Work to complete — Identify every line in the records below that contains the word "thruthiness", and copy each of those lines.

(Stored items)
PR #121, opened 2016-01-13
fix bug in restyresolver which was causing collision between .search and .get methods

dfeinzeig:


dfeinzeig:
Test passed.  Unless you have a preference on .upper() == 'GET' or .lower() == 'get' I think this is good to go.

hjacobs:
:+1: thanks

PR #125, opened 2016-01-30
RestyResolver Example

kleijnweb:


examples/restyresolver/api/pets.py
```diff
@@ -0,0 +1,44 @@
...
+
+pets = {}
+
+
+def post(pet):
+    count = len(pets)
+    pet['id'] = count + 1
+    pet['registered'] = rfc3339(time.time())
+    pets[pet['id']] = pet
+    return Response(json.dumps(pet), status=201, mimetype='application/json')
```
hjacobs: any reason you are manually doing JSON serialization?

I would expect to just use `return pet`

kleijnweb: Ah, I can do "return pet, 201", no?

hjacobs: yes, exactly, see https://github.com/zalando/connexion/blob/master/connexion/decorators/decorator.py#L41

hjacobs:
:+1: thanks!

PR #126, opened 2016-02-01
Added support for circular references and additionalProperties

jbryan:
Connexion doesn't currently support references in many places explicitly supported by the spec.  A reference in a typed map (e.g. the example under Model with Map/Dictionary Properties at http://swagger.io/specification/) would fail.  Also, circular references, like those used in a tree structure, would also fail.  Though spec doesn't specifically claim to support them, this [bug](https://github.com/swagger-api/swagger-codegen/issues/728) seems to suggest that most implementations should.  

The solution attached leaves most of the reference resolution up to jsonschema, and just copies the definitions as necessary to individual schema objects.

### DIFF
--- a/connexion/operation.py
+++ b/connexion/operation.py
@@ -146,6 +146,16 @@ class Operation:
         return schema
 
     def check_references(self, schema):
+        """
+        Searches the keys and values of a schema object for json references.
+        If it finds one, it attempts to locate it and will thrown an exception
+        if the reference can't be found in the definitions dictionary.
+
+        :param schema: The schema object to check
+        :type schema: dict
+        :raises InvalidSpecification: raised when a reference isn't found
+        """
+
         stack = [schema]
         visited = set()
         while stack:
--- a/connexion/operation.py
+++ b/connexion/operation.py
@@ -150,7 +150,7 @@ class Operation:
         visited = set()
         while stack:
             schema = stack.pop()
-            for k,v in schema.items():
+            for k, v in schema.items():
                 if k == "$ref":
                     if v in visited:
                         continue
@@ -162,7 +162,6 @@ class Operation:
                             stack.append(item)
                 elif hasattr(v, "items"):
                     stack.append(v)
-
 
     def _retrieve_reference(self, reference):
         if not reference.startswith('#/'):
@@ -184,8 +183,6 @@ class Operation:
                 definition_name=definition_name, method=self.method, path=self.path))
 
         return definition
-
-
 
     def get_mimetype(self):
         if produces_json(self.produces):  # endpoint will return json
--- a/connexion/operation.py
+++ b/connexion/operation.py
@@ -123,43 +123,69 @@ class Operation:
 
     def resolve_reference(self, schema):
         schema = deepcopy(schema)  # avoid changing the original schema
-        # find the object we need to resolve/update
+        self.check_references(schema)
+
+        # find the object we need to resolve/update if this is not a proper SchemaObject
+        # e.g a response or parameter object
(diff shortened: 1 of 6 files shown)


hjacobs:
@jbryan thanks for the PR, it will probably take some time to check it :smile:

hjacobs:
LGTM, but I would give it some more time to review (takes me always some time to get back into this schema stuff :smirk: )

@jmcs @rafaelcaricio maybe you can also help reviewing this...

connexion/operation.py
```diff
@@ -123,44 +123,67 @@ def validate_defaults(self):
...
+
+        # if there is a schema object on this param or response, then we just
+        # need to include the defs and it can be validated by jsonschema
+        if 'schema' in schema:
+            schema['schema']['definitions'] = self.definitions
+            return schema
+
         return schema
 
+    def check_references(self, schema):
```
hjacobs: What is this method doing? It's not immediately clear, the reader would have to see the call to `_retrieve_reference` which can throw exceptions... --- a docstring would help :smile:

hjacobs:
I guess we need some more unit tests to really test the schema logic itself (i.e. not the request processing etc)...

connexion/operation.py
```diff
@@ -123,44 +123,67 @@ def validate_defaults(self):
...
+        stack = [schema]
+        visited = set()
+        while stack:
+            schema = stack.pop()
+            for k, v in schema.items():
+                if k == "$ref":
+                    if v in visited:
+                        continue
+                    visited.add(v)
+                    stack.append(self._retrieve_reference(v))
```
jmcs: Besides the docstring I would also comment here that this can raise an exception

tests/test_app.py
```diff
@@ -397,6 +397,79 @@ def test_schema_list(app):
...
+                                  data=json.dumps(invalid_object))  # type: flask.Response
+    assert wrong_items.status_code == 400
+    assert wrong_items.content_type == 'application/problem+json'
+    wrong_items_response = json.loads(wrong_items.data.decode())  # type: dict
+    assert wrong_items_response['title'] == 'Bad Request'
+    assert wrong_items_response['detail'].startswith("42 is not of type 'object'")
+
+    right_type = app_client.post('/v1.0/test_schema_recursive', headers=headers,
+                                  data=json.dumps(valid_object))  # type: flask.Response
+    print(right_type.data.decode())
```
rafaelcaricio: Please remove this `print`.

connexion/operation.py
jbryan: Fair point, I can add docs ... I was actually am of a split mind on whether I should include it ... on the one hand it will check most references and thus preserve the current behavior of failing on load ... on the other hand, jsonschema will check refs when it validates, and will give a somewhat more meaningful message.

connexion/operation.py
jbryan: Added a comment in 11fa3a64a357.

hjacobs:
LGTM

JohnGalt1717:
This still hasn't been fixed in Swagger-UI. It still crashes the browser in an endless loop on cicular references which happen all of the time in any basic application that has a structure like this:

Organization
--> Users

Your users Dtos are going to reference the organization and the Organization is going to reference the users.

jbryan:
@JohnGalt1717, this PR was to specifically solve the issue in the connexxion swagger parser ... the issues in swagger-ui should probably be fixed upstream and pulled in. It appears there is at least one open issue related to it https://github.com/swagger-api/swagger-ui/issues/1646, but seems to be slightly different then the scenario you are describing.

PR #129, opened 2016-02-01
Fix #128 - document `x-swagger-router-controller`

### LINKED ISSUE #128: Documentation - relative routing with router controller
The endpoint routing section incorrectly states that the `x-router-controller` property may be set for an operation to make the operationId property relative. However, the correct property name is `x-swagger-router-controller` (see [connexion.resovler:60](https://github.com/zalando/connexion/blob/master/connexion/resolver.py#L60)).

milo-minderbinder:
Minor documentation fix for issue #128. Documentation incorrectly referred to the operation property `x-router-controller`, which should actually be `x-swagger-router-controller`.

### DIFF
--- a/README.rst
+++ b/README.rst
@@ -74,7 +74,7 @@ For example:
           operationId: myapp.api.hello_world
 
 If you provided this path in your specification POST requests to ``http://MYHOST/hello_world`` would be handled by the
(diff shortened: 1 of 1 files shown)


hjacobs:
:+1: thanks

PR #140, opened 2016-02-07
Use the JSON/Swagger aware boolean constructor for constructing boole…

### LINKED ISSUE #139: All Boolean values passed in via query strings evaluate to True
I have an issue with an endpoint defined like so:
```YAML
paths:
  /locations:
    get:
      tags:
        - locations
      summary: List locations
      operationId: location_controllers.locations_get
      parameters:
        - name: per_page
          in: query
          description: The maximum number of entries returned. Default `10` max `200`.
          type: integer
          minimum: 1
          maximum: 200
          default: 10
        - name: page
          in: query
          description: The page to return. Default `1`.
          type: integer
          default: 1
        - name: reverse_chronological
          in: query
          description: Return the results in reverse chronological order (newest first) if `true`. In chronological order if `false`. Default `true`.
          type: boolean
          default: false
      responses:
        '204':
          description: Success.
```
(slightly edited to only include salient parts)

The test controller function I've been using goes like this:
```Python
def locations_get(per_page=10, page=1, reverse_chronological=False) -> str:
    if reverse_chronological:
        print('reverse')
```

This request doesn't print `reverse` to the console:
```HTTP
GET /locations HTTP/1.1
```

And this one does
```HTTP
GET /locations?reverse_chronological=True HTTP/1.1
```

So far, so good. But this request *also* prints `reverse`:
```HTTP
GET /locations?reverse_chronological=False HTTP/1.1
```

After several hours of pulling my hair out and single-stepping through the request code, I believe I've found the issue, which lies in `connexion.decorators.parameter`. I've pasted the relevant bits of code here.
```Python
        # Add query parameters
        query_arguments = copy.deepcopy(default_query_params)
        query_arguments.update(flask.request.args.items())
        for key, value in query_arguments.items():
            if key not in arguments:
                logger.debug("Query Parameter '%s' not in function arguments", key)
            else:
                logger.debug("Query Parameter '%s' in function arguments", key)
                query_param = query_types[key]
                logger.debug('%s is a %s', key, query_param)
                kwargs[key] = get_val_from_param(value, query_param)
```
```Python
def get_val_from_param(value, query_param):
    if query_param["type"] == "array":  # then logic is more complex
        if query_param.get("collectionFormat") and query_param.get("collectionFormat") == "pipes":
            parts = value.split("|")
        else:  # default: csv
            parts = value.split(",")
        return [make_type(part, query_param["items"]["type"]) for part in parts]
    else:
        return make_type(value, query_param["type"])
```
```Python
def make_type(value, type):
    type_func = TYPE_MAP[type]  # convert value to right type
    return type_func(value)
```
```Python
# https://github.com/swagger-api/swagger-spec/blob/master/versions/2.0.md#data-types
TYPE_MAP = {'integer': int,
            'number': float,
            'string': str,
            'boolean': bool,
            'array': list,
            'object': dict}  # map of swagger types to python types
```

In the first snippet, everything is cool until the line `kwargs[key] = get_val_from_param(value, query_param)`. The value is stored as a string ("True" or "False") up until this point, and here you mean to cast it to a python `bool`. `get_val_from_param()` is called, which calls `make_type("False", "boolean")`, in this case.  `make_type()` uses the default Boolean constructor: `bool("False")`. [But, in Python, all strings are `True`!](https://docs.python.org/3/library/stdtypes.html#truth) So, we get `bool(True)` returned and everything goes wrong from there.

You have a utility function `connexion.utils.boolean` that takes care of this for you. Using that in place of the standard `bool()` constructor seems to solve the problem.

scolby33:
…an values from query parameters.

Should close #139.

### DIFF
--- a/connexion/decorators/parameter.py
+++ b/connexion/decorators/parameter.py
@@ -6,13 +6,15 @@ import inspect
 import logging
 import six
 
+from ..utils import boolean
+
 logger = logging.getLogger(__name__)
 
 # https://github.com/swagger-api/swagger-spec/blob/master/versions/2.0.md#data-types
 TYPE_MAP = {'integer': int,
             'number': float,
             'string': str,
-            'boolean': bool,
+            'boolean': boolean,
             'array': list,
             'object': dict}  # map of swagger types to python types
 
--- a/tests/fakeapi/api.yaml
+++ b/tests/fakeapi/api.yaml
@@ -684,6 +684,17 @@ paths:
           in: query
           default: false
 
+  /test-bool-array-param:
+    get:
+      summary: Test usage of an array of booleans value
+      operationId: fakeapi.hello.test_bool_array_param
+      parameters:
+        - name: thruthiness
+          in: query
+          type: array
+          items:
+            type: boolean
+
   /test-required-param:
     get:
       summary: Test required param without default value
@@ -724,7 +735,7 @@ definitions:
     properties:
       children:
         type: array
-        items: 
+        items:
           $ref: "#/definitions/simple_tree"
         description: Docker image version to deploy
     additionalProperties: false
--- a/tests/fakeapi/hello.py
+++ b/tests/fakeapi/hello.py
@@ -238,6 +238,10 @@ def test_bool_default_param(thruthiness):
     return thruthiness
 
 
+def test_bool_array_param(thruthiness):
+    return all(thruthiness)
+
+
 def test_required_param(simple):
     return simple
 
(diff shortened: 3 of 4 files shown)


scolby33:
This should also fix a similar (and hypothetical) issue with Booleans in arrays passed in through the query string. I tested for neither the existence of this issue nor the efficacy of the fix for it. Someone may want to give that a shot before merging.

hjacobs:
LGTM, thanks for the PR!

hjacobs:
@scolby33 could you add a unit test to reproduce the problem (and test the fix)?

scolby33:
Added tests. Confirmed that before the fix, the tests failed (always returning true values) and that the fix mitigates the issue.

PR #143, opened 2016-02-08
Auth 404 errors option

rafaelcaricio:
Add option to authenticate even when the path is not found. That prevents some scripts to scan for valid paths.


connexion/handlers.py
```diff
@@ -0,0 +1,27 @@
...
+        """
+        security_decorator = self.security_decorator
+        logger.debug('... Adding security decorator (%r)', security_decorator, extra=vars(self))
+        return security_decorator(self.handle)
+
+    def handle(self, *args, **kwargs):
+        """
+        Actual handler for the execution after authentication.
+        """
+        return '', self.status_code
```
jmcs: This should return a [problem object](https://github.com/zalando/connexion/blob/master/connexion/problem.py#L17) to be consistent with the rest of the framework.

Task response —
+        - name: thruthiness
@@ -238,6 +238,10 @@ def test_bool_default_param(thruthiness):
     return thruthiness
+def test_bool_array_param(thruthiness):
+    return all(thruthiness)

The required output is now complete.